= Beginning of Section =

PR #38066, opened 2021-07-19
[8.x] Allow for named arguments via dispatchable trait

sleicester:
I've had a situation where it would be nice to use named arguments in dispatching a job to the queue as it allows me to leave out arguments:

```php
RegisterResponse::dispatch(
    uuid: $uuid,
    question: $request->question,
    answer: $request->answer,
    referer: $request->input('referer', $request->headers->get('referer'))
);
```

Unfortunately this will now work as `dispatch`, `dispatchSync` and `dispatchAfterRequest` don't receive any arguments.

Obviously it's easy enough to go about this a different way:

```php
dispatch(new RegisterResponse(
    question: $request->question,
    answer: $request->answer,
));
```

Are there any consequences to these simple changes that I'm not foreseeing?

PR #40421, opened 2022-01-14
[8.x] Fix forwarded call with named arguments

bakerkretzmar:
This PR fixes one instance where passing named arguments is currently broken.

```php
// Doesn't work before this PR, ends up calling the base `listContents` method
// with arguments `true, false` instead of `'', true`

app('filesystem')->listContents(recursive: true);
```

[Laravel's support policy](https://laravel.com/docs/8.x/releases#named-arguments) is very clear that named arguments are not guaranteed to be backwards-compatible:

> PHP's named arguments functionality are not covered by Laravel's backwards compatibility guidelines [...] using named arguments when calling Laravel methods should be done cautiously.

However, the `array_values` call that this PR removes explicitly prevents named arguments from being used at all, even if the developer is using them intentionally and understands the implications of doing so.

I understand that there are a lot of strong opinions about whether named arguments are a good idea, and personally I agree with the decision to exclude them from any backwards-compatibility guarantees, but they are part of the language so it makes sense for it to at least be **possible** to use them.

See also #38066.

### DIFF
--- a/src/Illuminate/Filesystem/FilesystemAdapter.php
+++ b/src/Illuminate/Filesystem/FilesystemAdapter.php
@@ -824,6 +824,6 @@ class FilesystemAdapter implements CloudFilesystemContract
             return $this->macroCall($method, $parameters);
         }
 
-        return $this->driver->{$method}(...array_values($parameters));
+        return $this->driver->{$method}(...$parameters);
     }
 }


taylorotwell:
Is it possible this `array_values` call was present for some other reason?

bakerkretzmar:
It was added as a replacement for `call_user_func_array` to make Laravel 6 compatible with PHP 8, here: https://github.com/laravel/framework/commit/82ffe3cd4a72887ba3e6f8f4bf8fa28fda1f3691#diff-4f23ce415eb581db9639b4aba229a0c5df474b436a7dd46a075a06dcbb4532db

There are several other very similar places in the framework doing this kind of thing with `__call()` and it's inconsistent, some of them use `...array_values($parameters)` and some just use `...$parameters`. Even in that commit, it was done differently in different places.

Honestly I think `array_values` is there just to discourage/prevent use of named arguments (and I totally understand _discouraging_ using them I just don't want it to be prevented entirely). @GrahamCampbell would probably know for sure though.

taylorotwell:
I don't think you can even unpack an array with string keys until PHP 8.1?

bakerkretzmar:
I've tested this on PHP 8 and 8.1 and it works in function arguments (but not in something like `['one', ...['two' => 'three']]`). I'll try on 7.4.

bakerkretzmar:
Technically it doesn't work on PHP 7.4 but you'd never be able to get that far because there aren't named arguments in PHP 7.4, so the `$parameters` array would never have string keys.

bakerkretzmar:
Okay cool, I just tried it with `call_user_func_array` too and named arguments actually work fine there, it can handle an associative array. So even though PHP 8 wasn't out/supported, technically this used to work before it was updated to use argument unpacking with `...` instead.

bakerkretzmar:
Last comment I swear 😅 after looking through every `array_values` call in the framework, I think this is actually the one and only place this is broken, specifically because it's inside a `__call()`. Other magic methods in the framework don't call `array_values` on their parameters like this, and everywhere else `array_values` is used it's on user input, which makes sense because you don't know if it has string keys or not. Inside magic methods though it's safe not to.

= End of Section =

§ **Assignment**
Write only the number of lines in the data above that include "framework".

§ **Output for this task**
3